Backpackers on Australian working-holiday visas are being grossly underpaid, or in some cases paid nothing at all, as authorities fear the program is becoming a “black market” for exploited labour.
An investigation into the federal government’s popular 417 ‘backpacker’ visa program has scrutinised the employment of more than 4000 visa workers in rural areas, and uncovered alarmingly high levels of abuse.
One in every three foreign workers on a 417 visa was not receiving legal minimum pay, the investigation found, and many had been subjected to sexual harassment and grave health and safety violations.
The findings, released on Saturday by the federal workplace watchdog, provide the most comprehensive overview yet of the misuse of Australia’s scandal-plagued working visa schemes.

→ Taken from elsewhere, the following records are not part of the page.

PR #2550, opened 2021-08-23
use local id in the space range for tag edge index

panda-sheep:
As title

1） Tag, edge, tag index and edge index use space range id.
2） Compatible with the existing old schema creating previously.

Synchronize nebula-storage repo pr https://github.com/vesoft-inc/nebula-storage/pull/501

### DIFF
--- a/src/meta/processors/BaseProcessor-inl.h
+++ b/src/meta/processors/BaseProcessor-inl.h
@@ -171,6 +171,69 @@ ErrorOr<nebula::cpp2::ErrorCode, int32_t> BaseProcessor<RESP>::autoIncrementId()
 }
 
 template <typename RESP>
+ErrorOr<nebula::cpp2::ErrorCode, int32_t> BaseProcessor<RESP>::getAvailableGolbalId() {
+  // A read lock has been added before call
+  static const std::string kIdKey = "__id__";
+  int32_t id;
+  std::string val;
+  auto ret = kvstore_->get(kDefaultSpaceId, kDefaultPartId, kIdKey, &val);
+  if (ret != nebula::cpp2::ErrorCode::SUCCEEDED) {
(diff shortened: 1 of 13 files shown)


Shylock-Hg:
Why need this?

panda-sheep:
> Why need this?
Data synchronization between clusters

critical27 (approved):
Reviewed before, LGTM.

bright-starry-sky (approved):

panda-sheep:
Please see the second, compatible with old data

src/meta/processors/BaseProcessor-inl.h
```diff
@@ -170,6 +170,69 @@ ErrorOr<nebula::cpp2::ErrorCode, int32_t> BaseProcessor<RESP>::autoIncrementId()
...
+  auto ret = kvstore_->get(kDefaultSpaceId, kDefaultPartId, localIdkey, &val);
+  if (ret != nebula::cpp2::ErrorCode::SUCCEEDED) {
+    if (ret != nebula::cpp2::ErrorCode::E_KEY_NOT_FOUND) {
+      return ret;
+    }
+
+    // In order to be compatible with the existing old schema, and simple to implement,
+    // when the local_id record does not exist in space, directly use the smallest
+    // id available globally.
+    id = globalId;
```
Shylock-Hg, line 215: I think you could start local id  from 1 when the key don't exists.

panda-sheep: You can refer to the comments in vesoft-inc/nebula-storage#501

liuyu85cn (approved):

Shylock-Hg:
So now there are independent incremental id in separate spaces, the schema id will be same for different spaces, and this behavior different with before. For more compatible I think you could reuse the Global ID and just store them in the local id key to distinguish the owned space, and in this case the schema id in different space won't be same

yixinglu (approved):

PR #2572, opened 2021-08-25
format fetchvertices

nevermore3:
1、 change  QueryUtil.h QuerytUtil.cpp to PlannerUtil.h PlannerUtil.cpp
2、 add   ValidateUtil.h ValidateUtil.cpp
3、 refactor fetch vertices  
4、 support  YIELD vertex as name, id(vertex)


src/parser/parser.yy
```diff
@@ -658,6 +658,9 @@ expression
     | reduce_expression {
         $$ = $1;
     }
+    | KW_VERTEX {
```
Shylock-Hg, line 661: `vertex` is a plain identifier means the default output of fetch vertex instead of keyword.

nevermore3:
subjob of https://github.com/vesoft-inc/nebula/issues/2594

yixinglu (dismissed):
LGTM

tests/tck/features/fetch/FetchVertices.strVid.feature
```diff
@@ -444,3 +460,56 @@ Feature: Fetch String Vertices
       GO FROM 'NON EXIST VERTEX ID' OVER serve | FETCH PROP ON team $-
       """
     Then a SyntaxError should be raised at runtime:
+
+  Scenario: format yield
+    When executing query:
+      """
+      FETCH PROP ON * 'Boris Diaw' YIELD id(vertex)
```
CPWstatic, line 467: Why does the `fetch` use vertex/edge while the `subgraph` use vetices/edges? Can we unify these keywords into one so that could reduce the learning cost and confusion for users?

nevermore3: The result returned by subgraph is a list type while the result returned by fetch is a vertex type 。So the column names are different。
This can be discussed later, in fact, I think that both are okay

Shylock-Hg: I think it's ok now.

Shylock-Hg: Change to `edge` and `vertex` for subgraph is more confused.

CPWstatic (approved):

src/graph/validator/FetchVerticesValidator.cpp
```diff
@@ -16,238 +16,137 @@ namespace graph {
...
-    srcRef_ = sentence->vertices()->ref();
-    auto result = checkRef(srcRef_, vidType_);
-    NG_RETURN_IF_ERROR(result);
-    inputVar_ = std::move(result).value();
-    return Status::OK();
+Status FetchVerticesValidator::validateYield(YieldClause *yield) {
+  auto pool = qctx_->objPool();
+  bool noYield = false;
+  if (yield == nullptr) {
+    // version 3.0: return Status::SemanticError("No YIELD Clause");
```
CPWstatic, line 73: Usually, we will write some todos for comment like this:
```
// TODO: Just compatible with previous version, this will be deprecated in version 3.0.
```

src/parser/parser.yy
```diff
@@ -1048,7 +1048,17 @@ opt_argument_list
     ;
 
 argument_list
-    : expression {
+    : KW_VERTEX {
```
CPWstatic, line 1051: Do we have some exception tests for this syntax? like:
```
Go from id(vertex) over *;

Match (n:player) return id(vertex);
```
We should report error in these scenarios.

src/graph/validator/FetchVerticesValidator.cpp
nevermore3: done

src/parser/parser.yy
nevermore3: done

src/graph/validator/MatchValidator.cpp
```diff
@@ -353,6 +353,10 @@ Status MatchValidator::validateReturn(MatchReturn *ret,
   }
   if (ret->returnItems()->columns()) {
     for (auto *column : ret->returnItems()->columns()->columns()) {
+      if (ExpressionUtils::hasAny(column->expr(),
+                                  {Expression::Kind::kVertex, Expression::Kind::kEdge})) {
+        return Status::SemanticError("illegal return clause `%s'", column->toString().c_str());
```
CPWstatic, line 358:
```
The VERTEX and EDGE is not supported in return clause.
```

src/graph/validator/test/MatchValidatorTest.cpp
```diff
@@ -611,6 +611,34 @@ TEST_F(MatchValidatorTest, validateAlias) {
     EXPECT_EQ(std::string(result.message()),
               "SemanticError: Path `p' does not have the type attribute");
   }
+  {
+    std::string query = "MATCH  (v:person) return id(vertex)";
+    auto result = checkResult(query);
+    EXPECT_EQ(
+        std::string(result.message()),
+        "SemanticError: keyword: vertex | edge is not supported in return clause `id(VERTEX)'");
```
Shylock-Hg, line 619: ``vertex' and `edge'`

CPWstatic (approved):

src/graph/validator/CMakeLists.txt
```diff
@@ -24,7 +24,6 @@ nebula_add_library(
     LimitValidator.cpp
     OrderByValidator.cpp
     YieldValidator.cpp
-    TraversalValidator.cpp
```
Shylock-Hg, line 27: Why remove this?

Shylock-Hg: I think you could rename it to QueryValidator.

yixinglu (approved):

PR #2757, opened 2021-08-30
Avoid the extra expression encode decode.

Shylock-Hg:
Avoid inner decode/encode, we only need encode expression when transfer it.


tests/Makefile
```diff
@@ -70,7 +70,7 @@ slow-query: currdir
 	python3 -m pytest -n$(J) -m "not skip" tck/steps/test_kill_slow_query_via_same_service.py && \
 	python3 -m pytest -n$(J) -m "not skip" tck/steps/test_kill_slow_query_via_different_service.py
 
-tck: slow-query
+tck:
```
yixinglu, line 73: revert here

Shylock-Hg: Good catch.

yixinglu (approved):

Aiee (approved):

PR #2762, opened 2021-08-31
fixed fixed_string expression eval for go

bright-starry-sky:
fixed bug for expression eval when prop data type is fixed_string
Repetition steps：
```
CREATE SPACE test_space (partition_num=1,replica_factor=1, vid_type=fixed_string(30));
USE test_space
create tag t1(c1 fixed_string(40))
create edge e1(c1 fixed_string(40))
insert vertex t1(c1) values "1":("row"), "2":("row"), "3":("row")
insert edge e1(c1) values "1" -> "2"@0:("row"), "1" -> "3"@0:("row")
go from "1" over e1 where e1.c1 == "row"
go from "1" over e1 where $$.t1.c1 == "row"
go from "1" over e1 where $^.t1.c1 == "row"
```

### DIFF
--- a/src/storage/exec/QueryUtils.h
+++ b/src/storage/exec/QueryUtils.h
@@ -71,6 +71,10 @@ class QueryUtils final {
       }
       return Status::Error(folly::stringPrintf("Fail to read prop %s ", propName.c_str()));
     }
+    if (field->type() == meta::cpp2::PropertyType::FIXED_STRING) {
+      const auto& fixedStr = value.getStr();
+      return fixedStr.substr(0, fixedStr.find_first_of('\0'));
+    }
     return value;
   }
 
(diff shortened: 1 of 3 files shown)


src/storage/exec/QueryUtils.h
```diff
@@ -71,6 +71,10 @@ class QueryUtils final {
       }
       return Status::Error(folly::stringPrintf("Fail to read prop %s ", propName.c_str()));
     }
+    if (field->type() == meta::cpp2::PropertyType::FIXED_STRING) {
```
Shylock-Hg, line 74: I think you should remove the extra zero in the RowReader.

bright-starry-sky: > I think you should remove the extra zero in the RowReader.

No, there are other effects for reader. such as upgrade tool.

Shylock-Hg: Why upgrade tool need the raw value.

yixinglu (approved):

critical27 (approved):
LGTM

Issue #2794, opened 2021-09-06
Core in rebuild index


critical27:
There must be something wrong with RebuildIndex or Job/Task Mananger. Perhaps:

`JobId + TaskId` is not unique or the tasks schedule is out of orders.

```
#0  0x00000000025cc119 in std::__detail::_Equal_helper<std::pair<int, int>, std::pair<std::pair<int, int> const, folly::BasicTokenBucket<std::chrono::_V2::steady_clock> >, std::__detail::_Select1st, std::equal_to<std::pair<int, int> >, unsigned long, true>::_S_equals (
    __eq=..., __extract=..., __k=..., __c=5426965902154393287, __n=0x0)
    at /opt/vesoft/toolset/clang/10.0.0/lib/gcc/x86_64-vesoft-linux/9.2.0/../../../../include/c++/9.2.0/bits/hashtable_policy.h:1450
#1  0x00000000025cc098 in std::__detail::_Hashtable_base<std::pair<int, int>, std::pair<std::pair<int, int> const, folly::BasicTokenBucket<std::chrono::_V2::steady_clock> >, std::__detail::_Select1st, std::equal_to<std::pair<int, int> >, std::hash<std::pair<int, int> >, std::__detail::_Mod_range_hashing, std::__detail::_Default_ranged_hash, std::__detail::_Hashtable_traits<true, false, true> >::_M_equals (
    this=0x7f28d924dd00, __k=..., __c=5426965902154393287, __n=0x0)
    at /opt/vesoft/toolset/clang/10.0.0/lib/gcc/x86_64-vesoft-linux/9.2.0/../../../../include/c++/9.2.0/bits/hashtable_policy.h:1834
#2  0x00000000025cbfb6 in std::_Hashtable<std::pair<int, int>, std::pair<std::pair<int, int> const, folly::BasicTokenBucket<std::chrono::_V2::steady_clock> >, std::allocator<std::pair<std::pair<int, int> const, folly::BasicTokenBucket<std::chrono::_V2::steady_clock> > >, std::__detail::_Select1st, std::equal_to<std::pair<int, int> >, std::hash<std::pair<int, int> >, std::__detail::_Mod_range_hashing, std::__detail::_Default_ranged_hash, std::__detail::_Prime_rehash_policy, std::__detail::_Hashtable_traits<true, false, true> >::_M_find_before_node (this=0x7f28d924dd00, __n=2, __k=..., __code=5426965902154393287)
[...]

Issue #2783, opened 2021-09-02
Storage crash when running tck


Shylock-Hg:
**Please check the FAQ documentation before raising an issue**

Please check the [FAQ](https://github.com/vesoft-inc/nebula/blob/master/docs/manual-EN/1.overview/2.quick-start/2.FAQ.md) documentation and old issues before raising an issue in case someone has asked the same question that you are asking.

**Describe the bug (__must be provided__)**

```
(lldb) bt
* thread #1, name = 'nebula-storaged', stop reason = signal SIGABRT
  * frame #0: 0x00007f38315bf53f libc.so.6`__GI_raise(sig=6) at raise.c:51
    frame #1: 0x00007f38315a9895 libc.so.6`__GI_abort at abort.c:79
    frame #2: 0x0000000003d16892 nebula-storaged`rocksdb::port::PthreadCall(char const*, int) (.part.0) + 50
    frame #3: 0x0000000003d16990 nebula-storaged`rocksdb::port::Mutex::Lock() + 32
    frame #4: 0x0000000003ab8ecd nebula-storaged`rocksdb::(anonymous namespace)::CleanupIteratorState(void*, void*) + 61
    frame #5: 0x0000000003c9c82e nebula-storaged`rocksdb::Cleanable::~Cleanable() + 30
    frame #6: 0x0000000003b3cc2a nebula-storaged`rocksdb::DBIter::~DBIter() + 1210
    frame #7: 0x0000000003d323ad nebula-storaged`rocksdb::ArenaWrappedDBIter::~ArenaWrappedDBIter() + 29
    frame #8: 0x00000000038d063e nebula-storaged`std::default_delete<rocksdb::Iterator>::operator(this=0x00007f3801c00068, __ptr=0x00007f37ed01fa00)(rocksdb::Iterator*) const at unique_ptr.h:81
    frame #9: 0x00000000038d05a4 nebula-storaged`std::unique_ptr<rocksdb::Iterator, std::default_delete<rocksdb::Iterator> >::~unique_ptr(this=0x00007f3801c00068) at unique_ptr.h:284
    frame #10: 0x00000000038d0947 nebula-storaged`nebula::kvstore::RocksPrefixIter::~RocksPrefixIter(this=0x00007f3801c00060) at RocksEngine.h:55
[...]

PR #2795, opened 2021-09-06
skip the wait in rate limiter in CI

critical27:
Skip the first second wait in rate limiter, which will take 1 second in every case in TCK tests. And then, another core occur, see #2794, remove the DCHECK temporally. 

Duration of TCK should back to normal.

TCK with ASAN still time out, probably because of spin lock. Still working on it.

image

### DIFF
--- a/src/kvstore/CMakeLists.txt
+++ b/src/kvstore/CMakeLists.txt
@@ -8,6 +8,7 @@ nebula_add_library(
     RocksEngineConfig.cpp
     LogEncoder.cpp
     NebulaSnapshotManager.cpp
+    RateLimiter.cpp
     plugins/elasticsearch/ESListener.cpp
 )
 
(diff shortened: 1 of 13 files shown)


yixinglu:
Good catch. But it's still spend too much time in CI. Maybe what else is still hurting our CI

bright-starry-sky (dismissed):
LGTM .

critical27:
> Good catch. But it's still spend too much time in CI. Maybe what else is still hurting our CI

Yeah, CentOS takes about 6 minutes to run task, fix them one by one.

yixinglu (dismissed):

critical27:
Hold on for on sec, let me fix the DCHECK

critical27:
Close #2794, #2799, #2783

CPWstatic (approved):

bright-starry-sky:
LGTM

bright-starry-sky (approved):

A slew of migrant worker underpayment cases have come to light in recent years spanning sectors such as agriculture, hospitality, manufacturing, retail and convenience store chain 7-Eleven, where many employees held temporary visas.The Fair Work Ombudsman launched the national inquiry into the 417 working-holiday visa scheme in 2016 in response to “escalating complaints” from visa holders.
The agency said foreign workers in the program were particularly vulnerable to exploitation if they were seeking to extend their stay on the condition they undertake 88 days of paid work in regional areas, mainly in agriculture, forestry or fishing.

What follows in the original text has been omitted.